Your output must be the line containing "--- a/roles/cfg_openwrt/templates/common/config/dsa.network.inc" followed by every later line in the entries below, all copied exactly.

* Exercise input *
·····

PR #1178, opened 2025-02-05
[WIP] core/ap: dsa config: fix nasty roaming bug

spolack:
replaces https://github.com/freifunk-berlin/bbb-configs/pull/1174

Still needs bisecting if and which of the following lines can be dropped:

* 3:	option vlan_filtering '1'
* 4:	option ports '{{ dsa_ports|join(' ') }}'
* 11:    {{ portmapping.append(port|string + (":t" if tagged else ":u*")) }}
* 14-21 ...

### DIFF
--- a/roles/cfg_openwrt/templates/common/config/dsa.network.inc
+++ b/roles/cfg_openwrt/templates/common/config/dsa.network.inc
@@ -1,13 +1,23 @@
 config device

·····

* Exercise response *
--- a/roles/cfg_openwrt/templates/common/config/dsa.network.inc
+++ b/roles/cfg_openwrt/templates/common/config/dsa.network.inc
@@ -1,13 +1,23 @@
 config device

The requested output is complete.